PR #613, opened 2016-03-07
fix #342 set child process debug port to available

### LINKED ISSUE #342: Debugger support

1. `ava --init`
2. `npm install signal-exit`
   ```javascript
#!/usr/bin/env node
'use strict';

var chalk = require('chalk');

    console.dir(data);
};

onExit(function () {
});

require('./lib/babel');
``` 
  ```javascript
import test from 'ava';

test(t => {
    debugger;
    t.same([4, 2], [1, 2]);
});
```

develar:
We decided to support AVA debug (#342) without any efforts [on your side](https://github.com/nodejs/node/pull/5025#issuecomment-177985896).

But:
* [debugger: bind to random port with --debug-port=0 #5025](https://github.com/nodejs/node/pull/5025) is not yet merged into NodeJS.
* IntelliJ JS Debugger doesn't support yet `=0`, and when will be supported, it will take time to be available for users in the generally available release.

Unfortunately, although idea of fix is very simple (`getPort().then`), change is complex because existing code adds custom context-dependent methods to Promise. And Github diff view is very unclear compared to IntelliJ IDEA.

What's done:
* if `debug-brk=` or `debug=` in the main process args, find available port and change debug arg.
* `fork` now returns object with custom methods (`on`, `run`) and `promise` field. We don't add custom methods to `promise` anymore.
  * to simplify test code (and reduce changes), method `then` added to returned object. Test-only — in production we use `promise` field.
  * `send` is not used, as far I see, but I didn't delete it. Should I do it?

Please note — as it stated [in my comment](https://github.com/sindresorhus/ava/issues/342#issuecomment-177239663), debugging will be still not possible due to another issues. Solving `sourcemap` issue is out of this PR scope.

PS: AVA is so awesome, that multi-process debug was reimplemented in the IntelliJ JS Debugger to avoid multiple debug tabs (IntelliJ Platform 146+).

### DIFF
--- a/api.js
+++ b/api.js
@@ -14,6 +14,7 @@ var resolveCwd = require('resolve-cwd');
 var uniqueTempDir = require('unique-temp-dir');
 var findCacheDir = require('find-cache-dir');
 var slash = require('slash');
+var getPort = require('get-port');
 var AvaError = require('./lib/ava-error');
 var fork = require('./lib/fork');
 var formatter = require('./lib/enhance-assert').formatter();
@@ -61,19 +62,44 @@ Api.prototype._reset = function () {
 	this.base = '';
 };
 
-Api.prototype._runFile = function (file) {
+Api.prototype._runFile = function (file, onForkStarting) {
 	var options = objectAssign({}, this.options, {
 		precompiled: this.precompiler.generateHashForFile(file)
 	});
 
-	return fork(file, options)
-		.on('teardown', this._handleTeardown)
-		.on('stats', this._handleStats)
-		.on('test', this._handleTest)
-		.on('unhandledRejections', this._handleRejections)
-		.on('uncaughtException', this._handleExceptions)
-		.on('stdout', this._handleOutput.bind(this, 'stdout'))
-		.on('stderr', this._handleOutput.bind(this, 'stderr'));
+	var execArgv = process.execArgv.slice();
+	var debugArgIndex = -1;
+	for (var i = 0; i < execArgv.length; i++) {
+		if (execArgv[i].indexOf('--debug-brk=') === 0 || execArgv[i].indexOf('--debug=') === 0) {
+			debugArgIndex = i;
+			break;
+		}
+	}
+
+	var execArgvPromise;
+	if (debugArgIndex === -1) {
+		execArgvPromise = Promise.resolve(execArgv);
+	} else {
+		execArgvPromise = getPort()
+			.then(function (port) {
+				execArgv[debugArgIndex] = '--debug-brk=' + port;
+				return execArgv;
+			});
+	}
+
+	return execArgvPromise
+		.then(function (execArgv) {
+			var result = fork(file, options, execArgv)
+				.on('teardown', this._handleTeardown)
+				.on('stats', this._handleStats)
+				.on('test', this._handleTest)
+				.on('unhandledRejections', this._handleRejections)
+				.on('uncaughtException', this._handleExceptions)
+				.on('stdout', this._handleOutput.bind(this, 'stdout'))
+				.on('stderr', this._handleOutput.bind(this, 'stderr'));
+			onForkStarting(result);
+			return result.promise;
+		}.bind(this));
 };
 
 Api.prototype._handleOutput = function (channel, data) {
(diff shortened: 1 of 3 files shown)


sindresorhus:
Tip for reviewing this, append `?w=1` to the diff URL to ignore whitespace changes: https://github.com/sindresorhus/ava/pull/613/files?w=1

api.js
```diff
@@ -18,6 +18,7 @@ var AvaError = require('./lib/ava-error');
 var fork = require('./lib/fork');
 var formatter = require('./lib/enhance-assert').formatter();
 var CachingPrecompiler = require('./lib/caching-precompiler');
+var getPort = require('get-port');
```
sindresorhus: This should be placed above the relative requires (on line 17).

api.js
```diff
@@ -61,19 +62,44 @@ Api.prototype._reset = function () {
...
-		.on('stats', this._handleStats)
-		.on('test', this._handleTest)
-		.on('unhandledRejections', this._handleRejections)
-		.on('uncaughtException', this._handleExceptions)
-		.on('stdout', this._handleOutput.bind(this, 'stdout'))
-		.on('stderr', this._handleOutput.bind(this, 'stderr'));
+	var execArgv = process.execArgv.slice();
+	var debugArgIndex = -1;
+	for (var i = 0; i < execArgv.length; i++) {
+		if (execArgv[i].indexOf('--debug-brk=') === 0 || execArgv[i].indexOf('--debug=') === 0) {
```
sindresorhus: Can't you just use the https://github.com/sindresorhus/has-flag dependency here? (we already depend on it)

api.js
```diff
@@ -191,44 +217,57 @@ Api.prototype.run = function (files) {
...
-										tests: []
-									};
+				// receive test count from all files and then run the tests
+				var statsCount = 0;
+
+				var tests = new Array(files.length);
+				files.forEach(function (file, index) {
+					self._runFile(file, function (forkManager) {
+						tests[index] = forkManager;
+						forkManager.on("stats", tryRun);
```
sindresorhus: single-quotes

api.js
develar: Fixed.

sindresorhus:
Nice! Thanks for working on this @develar :)

sindresorhus:
Can you add some tests?

api.js
develar: Fixed (hmm... linter doesn't throw error).

api.js
develar: `has-flag` returns boolean, but we need position of debug argument. In the future, es6 `includes` can be used here to avoid `=== 0`.

sindresorhus: I don't understand why you need the position? These are flag arguments, not positional arguments, and can be in any order.

sindresorhus:
> fork now returns object with custom methods (on, run) and promise field. We don't add custom methods to promise anymore.

What's the benefit of this?

api.js
develar: Because we don't append flag, but change existing. By default `child_process.fork` pass `process.execArgv` to child process as is. What we do here — we find debug argument and change its value to any free port.

develar:
>> fork now returns object with custom methods (on, run) and promise field. We don't add custom methods to promise anymore.

> What's the benefit of this?

My first approach was just add `getPort().then` And then I realized, that existing code doesn't work with nested promise — `.on is not a function`. But we cannot return promise from `fork` directly until promise of `getPort()` is not resolved — so, we return nested promise.

novemberborn:
> send is not used, as far I see, but I didn't delete it. Should I do it?

It's used as of a few hours ago :stuck_out_tongue_winking_eye: <https://github.com/sindresorhus/ava/blob/1868204c1901f45b4f66a520ef6486fdd71fe1d2/api.js#L210>

api.js
```diff
@@ -191,44 +217,57 @@ Api.prototype.run = function (files) {
...
+				// receive test count from all files and then run the tests
+				var statsCount = 0;
+
+				var tests = new Array(files.length);
+				files.forEach(function (file, index) {
+					self._runFile(file, function (forkManager) {
+						tests[index] = forkManager;
+						forkManager.on('stats', tryRun);
+					})
+					.catch(function (error) {
```
novemberborn: This is asynchronous whereas `onForkStarting` is not. Probably best to build up `tests` similarly (and synchronously) to how it was done before and leave the rest of the code as it is. (Note that I just changed this you so you'll need to rebase).

lib/fork.js
```diff
@@ -134,18 +123,31 @@ module.exports = function (file, opts) {
...
-		});
+			ps.on('stats', function () {
+				send(ps, 'run', options);
+			});
 
-		return promise;
+			return this;
+		},
+		then: function () {
+			// only to simplify test code, in production use .promise
```
novemberborn: We should just bite the bullet and use `.promise` in the tests as well.

api.js
novemberborn: Perhaps extract this into a memoizing function? Less logic in this function and no need to recompute for every file.

sindresorhus: I think memoization would be a premature optimization for this as execArv usually contains zero or one elements.

api.js
```diff
@@ -61,19 +62,44 @@ Api.prototype._reset = function () {
...
-		.on('teardown', this._handleTeardown)
-		.on('stats', this._handleStats)
-		.on('test', this._handleTest)
-		.on('unhandledRejections', this._handleRejections)
-		.on('uncaughtException', this._handleExceptions)
-		.on('stdout', this._handleOutput.bind(this, 'stdout'))
-		.on('stderr', this._handleOutput.bind(this, 'stderr'));
+	var execArgv = process.execArgv.slice();
+	var debugArgIndex = -1;
+	for (var i = 0; i < execArgv.length; i++) {
```
sindresorhus: Just use Array#forEach here.

api.js
sindresorhus: This also doesn't handle the case where the user would do `--debug-brk 213` instead of `--debug-brk=213`.

api.js
```diff
@@ -61,19 +62,44 @@ Api.prototype._reset = function () {
 	this.base = '';
 };
 
-Api.prototype._runFile = function (file) {
+Api.prototype._runFile = function (file, onForkStarting) {
```
jamestalmage: This is a weird combination of callbacks and promises. Can we clean it up to just use promises?

api.js
```diff
@@ -191,44 +217,57 @@ Api.prototype.run = function (files) {
...
+
+				var tests = new Array(files.length);
+				files.forEach(function (file, index) {
+					self._runFile(file, function (forkManager) {
+						tests[index] = forkManager;
+						forkManager.on('stats', tryRun);
+					})
+					.catch(function (error) {
+						tests[index] = {
+							run: function () {
```
jamestalmage: Why would `run` just return `this`? Shouldn't it run something?

jamestalmage:
> And then I realized, that existing code doesn't work with nested promise — .on is not a function.

You might be able to solve this with [`promise-delegates`](https://github.com/jamestalmage/promise-delegates).

novemberborn:
Hey @develar, would be great to have debug support for IntelliJ. Will you have time to follow up on the feedback here?

develar:
@novemberborn Sorry for delay, it will be addressed this week.

novemberborn:
@develar no worries, that's great! :+1:

vdemedes:
Closing due to lack of response from the author of PR.

jamestalmage:
@develar - If you ever get around to updating this PR, we would still be interested in merging.  However, be aware, there is work happening towards official Node debugger support: https://github.com/nodejs/node/issues/2546#issuecomment-189311746.

develar:
New PR — #874.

◆ ◆ ◆ ◆ ◆ ◆ ◆

_PROBLEM DESCRIPTION:_
Go through the listing above and copy each line that contains "data".

_SOLUTION BELOW:_
    console.dir(data);
 Api.prototype._handleOutput = function (channel, data) {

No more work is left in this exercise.